Tonight my thoughts have been about my mom. She died 7 1/2 months ago. It seems so long ago and like yesterday all at the same time. Our relationship was different that many mother/daughter relationships. We weren't super close. I lived over 1000 miles away and in the last 3 years of her life I only saw her 7 times. We spoke on the phone semi-often but it was strained...on my end anyway. I had the chance to spend a week with my parents, without Ken or the kids, last January. The last time I saw my mom was when I hugged her goodbye at the airport. I told her I loved her and we hugged. I got teary eyed, promised her I'd be back in the summer to visit her and hugged her again and told I loved her again. As I waited in line to check my bag I turned back and watched dad drive away. At that moment I said to myself and maybe in a prayer also, I will see her again won't I? We knew she was sick with something but her cancer had not yet been discovered, even though it had already metastisized. Less than 2 weeks later we learned her cancer was back and 28 days after that we drove straight through from Kansas to Bremerton to attend her funeral.
I'm not telling you all this to get sympathy. At this moment, my blog is my journal or therapist. Here are some things I want to remember...or maybe I don't want to forget. Is that the same thing?
Mom thought Willow Tree Statues were creepy. Why don't they have face? It's just weird. She had 1 and it was on display in entertainment center, turned backwards. She didn't want to look at it. I was at home this weekend and it's still there, backs turned on everyone. It makes me laugh when I think about it now.

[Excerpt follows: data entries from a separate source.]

PR #459, opened 2026-05-21
Add to_distribution: expose BUGSModel as a Distributions.Distribution (closes #27)

### LINKED ISSUE #27: Compile BUGS models to a `Distributions.jl` Distribution type

yebai:
Closes #27.

Adds `to_distribution(model::BUGSModel)` returning a `BUGSModelDistribution <: Distribution{NamedTupleVariate{names}, S}`, where `names` are the unique parameter symbols in graph evaluation order. `rand` does ancestral sampling and returns a `NamedTuple` (preserving observed slots in partially-observed arrays); `logpdf` overlays the supplied `NamedTuple` into the evaluation environment and returns the joint log density in the original (constrained) space, regardless of `model.transformed`. This gives BUGS models a standard `Distributions.jl` interface, covering the hierarchical-prior and HMM/SSM use cases the issue calls out.

`Distributions.jl` has no array fallback for `Distribution{NamedTupleVariate}`, so the scalar `rand` alone would let `rand(rng, d, n)` recurse into `Random`'s array path and blow the stack. The PR therefore also defines `Base.rand(rng, d, ::Dims)` and `Distributions._rand!`, covering `rand(d, n)`, `rand(rng, d, n)`, and `rand!(rng, d, X)`.

Also adds a documentation page ("Model as a Distribution") describing the interface, its semantics (constrained space, full joint density, observed data baked into the model), and its limitations.

## Future work

Support for integrating these distributions into DynamicPPL (e.g. using a BUGS model as a `~`-distributed sub-model in a Turing model) is intentionally **not** part of this PR and will be addressed in a future PR. This PR is self-contained: it only adds the `Distributions.jl` wrapper itself.


JuliaBUGS/src/JuliaBUGS.jl
```diff
@@ -41,6 +41,18 @@ include("model/Model.jl")
 using .Model
 using .Model: AbstractBUGSModel, BUGSModel
 
+# Re-export the user-facing API of the Model submodule.
+export parameters,
```
yebai: These probably should not be exported.

PR #495, opened 2022-05-04
RES-1690 unable to add devices

edwh:
This fixes a problem we saw on live.

It adds phpunit tests, and also playwright tests (which aren't complete yet).


resources/lang/en/groups.php
```diff
@@ -74,10 +73,8 @@
   'infographic_message' => 'An infographic of an easy-to-understand equivalent of the CO<sub>2</sub> emissions that your group has prevented, such as equivalent number of cars manufactured.',
   'headline_stats_message' => 'This widget shows the headline stats for your group e.g. the number of participants at your parties; the hours volunteered',
   'edit_group' => 'Edit group',
-  'editing' => 'Editing',
   'edit_group_save_changes' => 'Save changes',
   'edit_group_text' => 'Go ahead and change or improve your group\'s profile.',
-  'delete_group' => 'Delete group',
```
restart-tech, line 80: This seems to have been removed, is it supposed to be?

restart-tech (approved):
Looks good - great to have an end-to-end playwright test.

Minor comment about a translation string being removed, just checking in case it was unintentional.

PR #500, opened 2022-05-13
RES-1676 direct email preferences link

edwh:
This rationalises to use internationalisation for the email preferences and adds the URL fragment.  

This fixes a bug in `EventConfirmed`, which was using the wrong URL.


restart-tech (approved):
LGTM :+1:

PR #501, opened 2022-05-13
RES-1685 email notifications

edwh:
Sorry, bad branch name - this is RES-1675.

Tests and fixes the case for this story, by introducing scopes to use rather than raw queries.  Also fixes another similar but less important case.

The various methods in `Group`, and raw queries which access `groups`/`user_groups`, could benefit from refactoring into scopes in the same way we did with `Party` a while back, but I think that's out of scope (pun intended).

### DIFF
--- a/app/Group.php
+++ b/app/Group.php
@@ -646,4 +646,31 @@ class Group extends Model implements Auditable
 
         return $timezone;
     }
+
+    // TODO We've started to refactor into scopes, but this isn't complete yet.
+    public function scopeMembers() {
+        return User::join('users_groups', 'users_groups.user', '=', 'users.id')
+            ->where('users_groups.group', $this->idgroups)
+            ->select('users.*');
+    }
+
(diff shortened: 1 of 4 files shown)


app/Group.php
```diff
@@ -646,4 +646,31 @@ public function getTimezoneAttribute($value)
...
+    }
+
+    public function scopeMembersUndeleted($query) {
+        $query = $query->members();
+        return $query->whereNull('users_groups.deleted_at');
+    }
+
+    public function scopeMembersJoined($query) {
+        $query = $query->membersUndeleted();
+        return $query->where('users_groups.status', 'like', 1);
```
restart-tech, line 664: Perhaps worth commenting here for future travellers why we have to use 'like' rather than equality?

restart-tech (approved):
Looks nice.  Nice to be starting to centralise these member-related queries rather than having them dotted around.

PR #505, opened 2022-05-23
RES-1694 require timezone on Group creation

edwh:
Makes the timezone mandatory on group create (though still optional on edit for backwards compatibility).


restart-tech (changes requested):
According to the acceptance criteria, we want this to be optional on both create and edit.

edwh:
Modified to:
* Have timezone present but optional on create
* Update the timezone on upcoming events when the group timezone is changed.

PR #507, opened 2022-05-30
RES-1696 queuing

edwh:
1. Remove `ShouldQueue` from everything except notifications to admins.
2. Change the default queue to be database.  This will need a .env change on live.
3. Add a test that notifications are queued (and not queued) as we expect.


app/Notifications/BaseNotification.php
```diff
@@ -0,0 +1,23 @@
...
+class BaseNotification extends Notification
+{
+    public function failed($e)
+    {
+        if (gettype($e) == 'string') {
+            \Sentry\captureMessage("Notification failed with $e");
+        } else if ($e instanceof \Exception) {
+            \Sentry\captureException($e);
+        } else {
+            \Sentry\captureMessage('Notification in an unexpected way ' . gettype($e));
```
restart-tech, line 20: Should say 'Notification failed in an unexpected way '?

restart-tech (approved):
Code all looks good (one minor typo)

Will test on dev instance now.

app/Notifications/BaseNotification.php
edwh: Yes - fixed.

ngm (approved):

PR #508, opened 2022-06-01
RES-1495 sentry user errors

edwh:
1. Log to Sentry based on HTTP return code.
2. Log to Sentry for when we use 'danger' and 'warning' (with some exceptions where these errors can legitimately occur).
3. Delete some dead code.
4. Add some tests for coverage.


ngm (approved):
This looks great in terms of Sentry logging user facing errors/warning :+1: 

Some of the old error/warning handling code (and messaging copy) seems pretty clunky.   But perhaps we can resolve if and when we see instances of particular errors actually occurring.

PR #513, opened 2022-06-20
RES-1706 sentry

edwh:
- Fix error with estimate field similar to age field, found in Sentry
- Remove dead code in *Cat controllers.
- Fix a test which runs locally but not on CircleCI, due to device_brand not being nullable in migration.
- Add very basic test of some artisan commands which are scheduled.
- Get Docker compose build working again.


restart-tech (approved):
All looks good - though could you check in with Monique (@zenlan) please to let her know some of the old quest code is being removed, thanks!

PR #521, opened 2022-07-06
RES-1697 email queueing

edwh:
1. Move some duplicate code into BaseNotification.
2. Make BaseNotification queue.
3. Fix up tests.

### DIFF
--- a/app/Notifications/BaseNotification.php
+++ b/app/Notifications/BaseNotification.php
@@ -27,6 +27,7 @@ abstract class BaseNotification extends Notification implements ShouldQueue
      */
     public function via($notifiable)
     {
+        // If user being notified has opted in to receive emails.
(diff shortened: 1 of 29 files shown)


app/Notifications/BaseNotification.php
```diff
@@ -4,12 +4,36 @@
...
+
+    /**
+     * Get the notification's delivery channels.
+     *
+     * @param  mixed  $notifiable
+     * @return array
+     */
+    public function via($notifiable)
+    {
+        if ($notifiable->invites == 1) {
```
ngm, line 30: As I find the mismatch between the column name and what it actually means confusing whenever I see it - and now we only have to do it in one place - could you add a comment here: 

// If user being notified has opted in to receive emails.

ngm (approved):

PR #529, opened 2022-07-19
DAT-702 brand indexes

zenlan:
Adds migration to add indexes on brand columns to devices and brands tables


ngm (approved):
Ran locally, indexes added fine.

PR #531, opened 2022-07-20
RES-1722 suggest product category

edwh:
Allow user to type what they're repairing, and suggest a category from it.


edwh:
Now handled in RES-1787.

PR #547, opened 2022-09-05
RES-1757 don't publish approved events on unapproved groups

edwh:
Both pushing to WordPress and in the API.


ngm (approved):
Code all looks clear - basically whereever we are 'publishing' an event, only do so if the group is approved.

PR #1185, opened 2021-12-25
docs: Correct difference in GlobalMountOptions type

freakzlike:
The API documentation of `GlobalMountOptions` has some difference

https://next.vue-test-utils.vuejs.org/api/#global vs. https://next.vue-test-utils.vuejs.org/api/#config-global


lmiller1990:
thanks!

PR #1186, opened 2021-12-27
Capitalize the first letter

victory820:
The content is wrong, when I run the test it will fail.

Best Wishes.


afontcu (approved):
nice catch, thanks!

PR #1193, opened 2021-12-29
repro: checkbox bug

lmiller1990:
Attempting to reproduce https://www.reddit.com/r/vuejs/comments/rqer1q/help_with_issue_testing_custom_checkbox_component/ but no luck yet.


lmiller1990:
User needed to add `attachTo`. Weird! We should doc that.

She wore big hair. She LOVED her big hair. When she was going through chemo the first time, I kind of thought she thought she lost her identity because she didn't have her beehive. When she finished chemo and her hair started growing back, she was the most beautiful I've ever seen her in my life. I wish she would have felt it or could have seen it. This time she was only on chemo for a couple weeks but it was long enough that she started losing her hair. Less than 48 hours before she died Gina gave her a haircut. She didn't shave her, but it was really short. Once again she looked very pretty. I feel sad that she didn't look like herself in her casket because her hair wasn't long and in an updo, even though Gina did a beautiful job on her hair.
She told me many times that she liked to practice the piano because she felt closer to her mom when she practiced than anywhere else. When I practice I just cry a lot. It takes me hours to get through my 'hour a day' and then I just feel more and more insecure about my abilities. She was so sure of herself in that area!
My birthday is in 10 days. Her's is 26 days after mine. We are 30 years apart and Nicole and I are 20 years apart. I loved the year we were 60, 30 and 10. I'm sad we won't see 63, 33 and 13. It actually makes me nauseated thinking about it.
There is no good way to end this post. I miss her. A lot. I'd like to talk to her about my kids and homeschooling and how to get the timing right on the piano piece I'm working on. I'd also like to invite her over for dinner because this is the first place I've ever lived that she hasn't seen. I think she would have loved my new couches. Now how silly is that?
Please don't feel obligated to comment on this post. I think that is all for tonight.
Dedra,
ReplyDeleteI've been thinking about your mom a lot lately. You were probably too little to remember, but my greatest memories of your mom are when I came and stayed for a few weeks when I was about 7. It was really fun, but a couple of memories really stand out--she put a 12 year old neighbor girls hair up in a beehive (and let me tell you, Aunt Charlet's hair was a LOT bigger back then!). Also, on my last day there, a brunette girl in pigtails came in the house--and I didn't recognize that it was your mom with her hair down and not blondish! The big hair was definitely a part of her.
I miss my mom all the time. I can't believe we are coming up on our 10 year anniversary. I still pick up the phone to call her. It does get a little less painful--but it never goes away.
I love you, Dedra. I really, really do. I love your mom too because she is partly responsible for the fantastic person you are.